Data records
========

PR #4503, opened 2024-07-30
Remove `first` dependency

### LINKED ISSUE #4491: Remove `first`
[`first`](https://pypi.org/project/first/) returns the first true value from an iterable, or `None`. It's implemented in [10 lines](https://github.com/hynek/first/blob/main/first.py#L69-L78) of Python, and it's imported 12 times; in middleware, views, models, and tests. In each case, it would be useful to know whether we expect the iterable to contain a true value. In other words, whether we expect `first(items)` to return `item` or `None`.

As an example, consider `TemplateNameMiddleware`:

https://github.com/opensafely-core/job-server/blob/ece78bb83e928de911a8d2437c81bae89e564544/jobserver/middleware.py#L19-L45

I'm fairly sure we want to reduce many template names to one template name, so we don't expect `first(template_name)` to return `None`.

https://github.com/opensafely-core/job-server/blob/ece78bb83e928de911a8d2437c81bae89e564544/jobserver/middleware.py#L40-L42

Setting aside how we've chosen to name our variables, wouldn't the following be clearer?

```py
template_name = next(name for name in template_name if name)
```

Of course, if `template_name` didn't contain a true value, then the above would raise a `StopIteration` exception. Again, wouldn't handling that exception be clearer?

StevenMaude:
Fixes #4491.

For context, `first` is a function in a [package also called `first`](https://github.com/hynek/first/). Briefly, from the way we use `first()` in job-server, it's useful to know that:

* `first` returns the first truthy value from an iterable.
* `first` can also take an optional `default` argument to provide if no such value is found. If no default is specified, the default is `None`.

This PR replaces this dependency with inline code. This reduces our dependency count by 1, and makes it more immediately clear to the reader what the code is doing by removing the indirection.


StevenMaude:
TODO:
- [ ] ensure the removal is correct and tests pass
- [ ] reconsider use of a `None` default; some of the code has an implicit assertion that there will be a valid `first` value, perhaps we could make this explicit?

tests/integration/test_interactive.py
```diff
@@ -196,7 +195,10 @@ def test_interactive_publishing_report_success(
         string=re.compile(".*Created by.*")
     )
     spans = [s.parent for s in strings]
-    span = first(spans, key=lambda span: "on" in span.text)
+    try:
+        span = next(sp for sp in spans if "on" in sp.text)  # pragma: no branch
+    except StopIteration:  # pragma: no cover
+        pytest.fail("This test currently asserts a span will be found")
```
StevenMaude, line 201: thought: Previously `first()` would default to `None` as a value if no match is found.

For the tests, I've favoured explicitly adding failure states where we shouldn't ever fail.

This then needs:

* `no branch` because `coverage` complains about [partial branch coverage](https://github.com/nedbat/coveragepy/blob/2a7d9779add1e8fa3425a784347316f5d28a510d/doc/branch.rst#L120-L131); in these cases, the branch where the generator is exhausted is not reached in these cases, as we do find a match
* `no cover` because we should never get the failure state occurring if the tests pass

jobserver/middleware.py
```diff
@@ -39,7 +38,9 @@ def process_template_response(self, request, response):
 
         # flatten template_name to a string
         if isinstance(template_name, list):
-            template_name = first(template_name)
+            template_name = next(  # pragma: no branch
+                (t for t in template_name if t), None
+            )
```
StevenMaude, line 43: thought: This is the existing behaviour.

Should this fail more loudly if there is no template name found? Is that ever possible?

jobserver/views/workspaces.py
```diff
@@ -183,7 +182,7 @@ def dispatch(self, request, *args, **kwargs):
             )
 
         org = self.request.user.orgs.first()
-        gh_org = first(org.github_orgs)
+        gh_org = next((o for o in org.github_orgs if o), None)
```
StevenMaude, line 185: thought: This feels OK to leave as is, with the default set. We explicitly check for that default in the next line.

redirects/models.py
```diff
@@ -132,7 +131,8 @@ def get_staff_delete_url(self):
     @property
     def obj(self):
         """Work out which object we're pointing to"""
-        return first([getattr(self, f.name, None) for f in self.targets()])
+        field_names = [getattr(self, f.name, None) for f in self.targets()]
+        return next((f for f in field_names if f), None)  # pragma: no branch
```
StevenMaude, line 135: thought: This could perhaps complain more loudly, instead of returning `None`.

Do we ever expect it could not find a match?

(In other code, we access attributes of `.obj()`. For example, [in `type()` below](https://github.com/opensafely-core/job-server/pull/4503/files#diff-b4dca3e75ff654d499fcd477fafbf5671808e7180271f9f3bbd1f6e91172c75cR152-R153).)

jobserver/forms.py
```diff
@@ -136,7 +141,10 @@ def clean(self):
         if not (repo_url and branch):
             return
 
-        repo = first(self.repos_with_branches, key=lambda r: r["url"] == repo_url)
+        repo = next(
+            (r for r in self.repos_with_branches if r["url"] == repo_url),
+            None,
+        )
```
StevenMaude, line 147: thought: This feels OK to leave as is, with the default set. We explicitly check for that default in the next line.

tests/unit/redirects/test_models.py
```diff
@@ -18,7 +17,9 @@ def get_factory(model):
     classes = [value for name, value in inspect.getmembers(factories, inspect.isclass)]
     all_factories = [c for c in classes if c.__name__.endswith("Factory")]
 
-    return first(all_factories, key=lambda m: m._meta.model == model)
+    return next(  # pragma: no branch
+        (f for f in all_factories if f._meta.model == model), None
+    )
```
StevenMaude, line 22: thought: Could this complain more loudly with `StopException`? Would we ever expect a model object doesn't have a factory?

jobserver/forms.py
```diff
@@ -114,12 +113,18 @@ def __init__(self, project, repos_with_branches, *args, **kwargs):
...
-            repo = first(
-                self.repos_with_branches,
-                key=lambda r: r["url"] == kwargs["data"]["repo"],
+            repo = next(  # pragma: no branch
+                (
+                    r
+                    for r in self.repos_with_branches
+                    if r["url"] == kwargs["data"]["repo"]
+                ),
+                None,
```
StevenMaude, line 122: thought: `None` is not a valid value for the subsequent lines, which check attributes of the value. We could replace these defaults with a `StopException` which should never be reached and warns as such. 

Note that we don't do any validation of inputs in the [code above](https://github.com/opensafely-core/job-server/pull/4503/files#diff-8a8820228bf2d257ba3f9c3c703d55f1247e7be2a2d8d5f7ff61352d19103739R105-R108). Therefore, I'm not sure whether to start adding such validation here.

staff/views/dashboards/repos.py
```diff
@@ -72,7 +71,7 @@ def enhance(repo):
                 w for w in all_workspaces if repo["url"].lower() == w.repo.url.lower()
             ]
             workspaces = sorted(workspaces, key=lambda w: w.name.lower())
-            workspace = first(workspaces)
+            workspace = next((w for w in workspaces if w), None)
```
StevenMaude, line 74: thought: This feels OK to leave as is, with the default set.

StevenMaude (commented):
question: My main two questions for these changes are:

* *For consistency, should we always use a `try: next( … except StopException:…` explicitly when replacing `first`?*
  * This would make the format of the code that replaces `first` *consistent*.
  * Or is it preferable to use a default value — currently `None` in every case — instead where we need a default value to be specified. That can be expressed more *concisely* as `next(iterable, default)` without the `try… except…`.
* There are a few places in the code I've highlighted where the behaviour of the existing code was masked by `first()`. We currently have to use `pragma: no branch` in many of the cases where we've replaced `first`. This flags that our tests don't currently execute the branch where we don't find a value from the provided iterator. *What should the behaviour be in these cases?*
  * I don't know enough about Django/job-server to make the most sensible choice. Should these replacements of `first` raise `StopException` instead, where the `except` does something akin to `assert False` to imply this state is assumed to never be reached, or perhaps do more graceful handling of a missing value?
    * With the good test coverage in this project, my reading for the lack of tests for these cases is that the "no value found" state is never expected to be reached.
    * For the uses of `first` in the tests, I've explicitly marked the `StopException` as a test failure. We know the input values that we provide there and these shouldn't result in that happening.

StevenMaude:
note: This PR currently includes a copied over version of `first` that is then subsequently removed. The license of that code permits it. We could remove those commits before merging.

jobserver/forms.py
lucyb, line 1: I'd like to comment on a commit, not on a particular file, but I don't think GitHub will let me... anyway, I would have been tempted to rewrite the imported first function to something like:
```
def first(iterable, default=None, key=None):
    if key is None:
        return next((i for i in iterable if i), default)
    else:
        return next((i for i in iterable if key(i)), default)
```
in one commit and then doing the refactoring step to inline the function separately. This would have made it easier for the reader to see that what you're replacing it with is equivalent because the tests will have passed. I expect you effectively did this locally anyway.

lucyb:
I hope you don't mind, but I've merged the first half of this PR [here](https://github.com/opensafely-core/job-server/pull/4514) and then rebased this one to remove the commits that have already been merged.

jobserver/forms.py
```diff
@@ -115,12 +113,18 @@ def __init__(self, project, repos_with_branches, *args, **kwargs):
...
             )
         else:
-            repo = first(self.repos_with_branches)
+            repo = next(  # pragma: no branch
+                (r for r in self.repos_with_branches if r), None
```
lucyb, line 126: From looking at the code above, it doesn't look like we're expecting `r` to be falsy here, so can we just write `repo = self.repos_with_branches[0]` instead?

tests/integration/test_interactive.py
StevenMaude: Have removed the commit with these changes.

tests/unit/redirects/test_models.py
StevenMaude: I've removed the defaults from all the tests.

jobserver/forms.py
StevenMaude: I think this is reasonable.

jobserver/forms.py
StevenMaude: To make this clear, I've added a commit that does exactly that, but retains the `first` tests. The `first` tests still pass.

jobserver/views/workspaces.py
StevenMaude: I've simplified this code.

redirects/models.py
StevenMaude: Still not entirely sure about this. No big harm in leaving it, but not sure.

staff/views/dashboards/repos.py
StevenMaude: I think this is fair reasoning.

redirects/models.py
StevenMaude: I think the default's removable; the only reference to this code is in `Redirect.type()` which accesses attributes, as I said, so the implicit assumption is that it's a non-falsy value.

redirects/models.py
```diff
@@ -133,7 +131,8 @@ def get_staff_delete_url(self):
     @property
     def obj(self):
         """Work out which object we're pointing to"""
-        return first([getattr(self, f.name, None) for f in self.targets()])
+        field_names = [getattr(self, f.name, None) for f in self.targets()]
+        return next(f for f in field_names if f)  # pragma: no branch
```
lucyb, line 135: I'm a bit concerned that we have `# pragma: no branch` in production code, especially when that's code that's just been changed. However, it might well be that it's a pragmatic solution and less risky than removing the `if f` (to use this code snippet as an example). I wouldn't want people to think it was okay these lines weren't tested in future though.

I would recommend either removing the conditional (and manually testing that's okay) or adding in an extra unit test so that coverage doesn't complain. How and when to do that is up to you though.

lucyb (approved):
This is a really nice improvement. I also really like some of the code simplification that you've been able to do as a result. It's actually much clearer now, in some instances, what the code is doing.

redirects/models.py
StevenMaude: I'll merge this now, and opened #4562 for fixing up this issue.

From memory, I _think_ some of the issue here may also be the code branch reached at the end of the iterator. And not just the `if` branch.

Without testing, it's also possible that this case was buried by virtue of `coverage` not recognising it, but it's made explicit now. See [this comment](https://github.com/nedbat/coveragepy/issues/475#issuecomment-697375303).

It's possible there's some debate on how best to solve that, which is maybe best in a new PR.

PR #4504, opened 2024-07-31
Remove ability to run interactive reports

Jongmassey:


Jongmassey:
@ 15201d8c
image

@ a865200

image

lucyb:
Hello. This is a drive-by comment, so apologies if it's unhelpful, but I noticed the test failure and thought that you may want to take a look at how we're writing some of our other tests. Rather than creating a user with a particular role, we're manufacturing a role with the exact permission we want to test. It makes the test more explicit and I think will help you with this failure.

For example:
https://github.com/opensafely-core/job-server/blob/84d04a2df6e6a63abc20e6ad88dd3a3f57ee4742/tests/unit/interactive/test_views.py#L39-L43

Jongmassey:
After these changes, `InteractiveReporter` retains the `release_file_view` permission that is required to view `AnalysisRequestDetail` and this test still passes

https://github.com/opensafely-core/job-server/blob/84d04a2df6e6a63abc20e6ad88dd3a3f57ee4742/tests/unit/interactive/test_views.py#L155-L175


Ditto the `analysis_request_view` permission which is required to edit a report's metadata:
https://github.com/opensafely-core/job-server/blob/84d04a2df6e6a63abc20e6ad88dd3a3f57ee4742/tests/unit/interactive/test_views.py#L360-L388

lucyb (approved):
Thanks for doing this and for updating the tests to ensure they're showing the correct behaviour.

PR #4505, opened 2024-07-31
Warn if templates are missing variables

### LINKED ISSUE #4462: Add unit test to fail on warnings in Django Templates
We currently ignore errors in our Django templates ([example](https://bennettoxford.slack.com/archives/C01SE1WB6AW/p1721142918550459)). This is good because then users don't see an error, but it's bad because we don't see the error either. In Airlock, they've configured their app to produce warnings if there are missing variables and added a unit test to fail if there are any warnings. We should do the same in Job Server.

In Airlock, the main bit of code is this logging filter defined here:
https://github.com/opensafely-core/airlock/blob/e4b686debd5738ff639ec469db2396c78cd55fb1/airlock/settings.py#L363-L399

Which is then used in the logging config here:
https://github.com/opensafely-core/airlock/blob/e4b686debd5738ff639ec469db2396c78cd55fb1/airlock/settings.py#L421-L424

Finally, there is a hook in the main conftest.py file which fails the test run if any warnings are present:
https://github.com/opensafely-core/airlock/blob/e4b686debd5738ff639ec469db2396c78cd55fb1/tests/conftest.py#L35-L40

Warnings that they don't care about are configured in pyproject.toml:
https://github.com/opensafely-core/airlock/blob/e4b686debd5738ff639ec469db2396c78cd55fb1/pyproject.toml#L28-L31

iaindillingham:
Previously, messages about missing context variables were ignored. This was because the `django.template` logger logged them as `DEBUG` messages ([1][]), but the `django` logger (the parent of the `django.template` logger) sent only `INFO` messages (or higher) to the console.

Now, the `django.template` logger sends `DEBUG` messages (or higher) to the `missing_variable_error` filter. This filter always returns `False`, meaning that messages are (still) not sent to the console. However, it also converts messages about missing context variables to warnings.

pytest catches warnings during, and displays them at the end of, test sessions ([2][]). So, if a template is missing a context variable, and the template response associated with the template is tested, then pytest should tell us, shouldn't it? Sadly, it's not that simple. Messages about missing context variables are only generated when a template response is rendered. If a test constructs, but doesn't render, a template response, then pytest won't tell us about missing context variables because it won't know about them either. In these cases, because warning messages are written to `sys.stderr`, we would most likely find out about missing context variables by inspecting the output of Django's development server.

Notice that the `missing_variable_error` filter only converts *some* messages about missing context variables to warnings. Whilst some are beyond our control, others are not cost- effective to fix.

[1]: https://docs.djangoproject.com/en/5.1/ref/logging/#django-template
[2]: https://docs.pytest.org/en/latest/how-to/capture-warnings.html#warnings

Closes #4462

### DIFF
--- a/services/logging.py
+++ b/services/logging.py
@@ -80,6 +80,12 @@ class MissingVariableErrorFilter(logging.Filter):
         # are missing when pages are requested by a `RequestFactory` instance.
         "csp_nonce",  # csp.middleware.CSPMiddleware
         "template_name",  # jobserver.middleware.TemplateNameMiddleware
+        # And some template variables are just a pain, because of how we use them.
+        "name",  # jobserver.context_processors.nav
+        "q",
+        # The following is a property on User but not AnonymousUser. It's non-trivial to
+        # extend the latter to provide it, so we ignore it.
+        "all_roles",
     }
 
     def filter(self, record):  # pragma: no cover
--- a/services/logging.py
+++ b/services/logging.py
@@ -1,3 +1,6 @@
+import logging
+import warnings
+
 import structlog
 from environs import Env
 
@@ -50,6 +53,52 @@ structlog.configure(
     wrapper_class=structlog.stdlib.BoundLogger,
 )
 
+
+class MissingVariableErrorFilter(logging.Filter):
+    """
+    Convert "missing template variable" log messages into warnings.
+
+    Heavily inspired by Adam Johnson's work here:
+    https://adamj.eu/tech/2022/03/30/how-to-make-django-error-for-undefined-template-variables/
+    """
+
+    ignored_prefixes = (
+        # Some of Django's internal templates rely on the silent missing template
+        # variable behaviour
+        "admin/",
+        "auth/",
+        "django/",
+        # As does our internal component library
+        "_components",
+        "_partials",
+        # As do two of our internal applications
+        "applications/",
+        "interactive/",
+    )
+    ignored_variable_names = {
+        # Some template variables are added by middleware, and so
+        # are missing when pages are requested by a `RequestFactory` instance.
+        "csp_nonce",  # csp.middleware.CSPMiddleware
+        "template_name",  # jobserver.middleware.TemplateNameMiddleware
+    }
+
+    def filter(self, record):  # pragma: no cover
+        if record.msg.startswith("Exception while resolving variable "):
+            variable_name, template_name = record.args
+            if (
+                not template_name.startswith(self.ignored_prefixes)
+                # This shows up when rendering Django's internal error pages
+                and template_name != "unknown"
+                and variable_name not in self.ignored_variable_names
+            ):
+                # We use `warn_explicit` to raise the warning at whatever location the
+                # original log message was raised
+                warnings.warn_explicit(
+                    record.getMessage(), UserWarning, record.pathname, record.lineno
+                )
+        return False
+
+
 logging_config_dict = {
     "version": 1,
     "disable_existing_loggers": False,
@@ -68,11 +117,20 @@ logging_config_dict = {
         }
     },
     "root": {"handlers": ["console"], "level": "WARNING"},
+    "filters": {
+        "missing_variable_error": {
+            "()": f"{MissingVariableErrorFilter.__module__}.{MissingVariableErrorFilter.__name__}"
+        }
+    },
     "loggers": {
         "django": {
             "handlers": ["console"],
             "level": env.str("DJANGO_LOG_LEVEL", default="INFO"),
             "propagate": False,
+        },
+        "django.template": {
+            "level": "DEBUG",
+            "filters": ["missing_variable_error"],
         },
         "gunicorn.access": {
             "handlers": ["console"],
--- a/tests/unit/services/test_logging.py
+++ b/tests/unit/services/test_logging.py
@@ -1,5 +1,8 @@
 from datetime import datetime
 
+import pytest
+from django.template import Context, Template
+
 from services.logging import timestamper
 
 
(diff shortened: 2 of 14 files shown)


tests/unit/services/test_logging.py
```diff
@@ -17,3 +20,25 @@ def test_timestamper_without_debug(monkeypatch):
     monkeypatch.setattr("services.logging.DEBUG", False)
 
     assert timestamper(None, None, {"event": "derp"}) == {"event": "derp"}
+
+
+def test_missing_variable_error_filter():
```
lucyb, line 25: These tests are really nice. I tried changing the `django.template` logging settings because I thought it might be possible to use some better options and I broke one of the tests as a result, which immediately told me I'd done the wrong thing.

services/logging.py
```diff
@@ -80,6 +80,13 @@ class MissingVariableErrorFilter(logging.Filter):
         # are missing when pages are requested by a `RequestFactory` instance.
         "csp_nonce",  # csp.middleware.CSPMiddleware
         "template_name",  # jobserver.middleware.TemplateNameMiddleware
+        # And some template variables are just a pain, because of how we use them.
+        "name",  # jobserver.context_processors.nav
+        "q",
+        "get_staff_url",
```
lucyb, line 86: As far as I can see, `get_staff_url` is currently only producing a warning from one test:
```
FAILED tests/integration/test_interactive.py::test_interactive_publishing_report_success - UserWarning: Exception while resolving variable 'get_staff_url' in template 'staff/report/detail.html'.
```

If that's correct, then it would be worth just editing that template (I think it should be a simple fix).

lucyb (commented):
I'm noticing some exceptions in the logs when manually checking the site. They aren't being reported as errors though (seems to be `info` level), which is good because it won't trigger sentry. I think they might be a side effect of some changes you made earlier, so might be worth looking at now (happy for them to be fixed later if they're unrelated):

```
/home/lucy/datalab/opensafely-core/job-server/.venv/lib/python3.12/site-packages/django/template/base.py:925: UserWarning: Exception while resolving variable 'yes_active_class' in template 'staff/user/list.html'.
  logger.debug(
/home/lucy/datalab/opensafely-core/job-server/.venv/lib/python3.12/site-packages/django/template/base.py:925: UserWarning: Exception while resolving variable 'no_active_class' in template 'staff/user/list.html'.
  logger.debug(
/home/lucy/datalab/opensafely-core/job-server/.venv/lib/python3.12/site-packages/django/template/base.py:925: UserWarning: Exception while resolving variable 'value' in template 'staff/user/list.html'.
  logger.debug(
```

And 

```
/home/lucy/datalab/opensafely-core/job-server/.venv/lib/python3.12/site-packages/django/template/base.py:925: UserWarning: Exception while resolving variable 'value' in template 'staff/index.html'.
  logger.debug(
```

And 

```
/home/lucy/datalab/opensafely-core/job-server/.venv/lib/python3.12/site-packages/django/template/base.py:925: UserWarning: Exception while resolving variable 'value' in template 'staff/report/list.html'.
  logger.debug(
```

lucyb:
> Thanks for talking this through earlier, @lucyb. Since we spoke, I have made three changes.

This all sounds very sensible. Thank you again for walking me through this. It's not easy to make a change like this in a mature application without getting lost in the weeds and I think you've found some good, pragmatic solutions to the inevitable snags that have come up.

iaindillingham:
Thanks for your comments, @lucyb.

> I'm noticing some exceptions in the logs when manually checking the site.

I _think_ you're noticing warnings, rather than exceptions (although the text is confusing!). The warnings are created from log records by `MissingVariableErrorFilter.filter`:

https://github.com/opensafely-core/job-server/blob/b1b58e883cb2c26bdcb0ed4f90d6437d718da8f1/services/logging.py#L103-L105

I'm afraid I was mistaken when I predicted that we would see warnings in Sentry. We won't, because warnings are not logs, and Sentry handles logs. `MissingVariableErrorFilter.filter` returns `False`, meaning it filters out the log records. And even if it didn't, then they're at the wrong level. (I'm confused by your comment about the info level. Do you mean the debug level? As you say, though, Sentry's `DjangoIntegration` captures at the error level.)

I'm concerned that you (and I) can see warnings when manually checking the site. At first, I thought this was because the templates weren't covered by tests. However, this doesn't seem to be the case. Take the following example:

```
UserWarning: Exception while resolving variable 'value' in template 'staff/index.html'
```

This template is associated with `staff.views.index.Index`, which is tested by `tests.unit.staff.views.test_index.test_index_without_search`. Why isn't the test failing? Because the test doesn't render the response! 🤦🏻‍♂️

Because we won't see warnings in Sentry and because we can see warnings when manually checking the site, I don't think this PR gives us the confidence we need. I think we should render the responses (and fix the templates), although I imagine we're not doing that now for performance. I think we should also consider not filtering out the log records, and promoting them to errors, such that we see them in Sentry (see "[With a logging filter that promotes messages to errors](https://adamj.eu/tech/2022/03/30/how-to-make-django-error-for-undefined-template-variables/#with-a-logging-filter-that-promotes-messages-to-errors)"). Doing both should ensure that we have more confidence in our tests and, should they be deficient, then Sentry will remind us (when a user visits the page).

lucyb:
FYI I've rebased this commit against main as I incorporated one of your commits into [this PR](https://github.com/opensafely-core/job-server/pull/4513).

iaindillingham:
@lucyb, I've addressed the `get_staff_url` issue. I haven't fixed the cases where warnings are displayed on stderr, but the tests for the corresponding views pass (because we don't render the template responses). As you said when we last spoke, this is a step -- but not all the steps -- in the right direction 🙂

lucyb (approved):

========

* **Task details**:
The first line of the entries above and every line after it, up to and including the line with "### LINKED ISSUE #4491: Remove", should be set down exactly.

* **Answer to the exercise**:
PR #4503, opened 2024-07-30
Remove `first` dependency

### LINKED ISSUE #4491: Remove `first`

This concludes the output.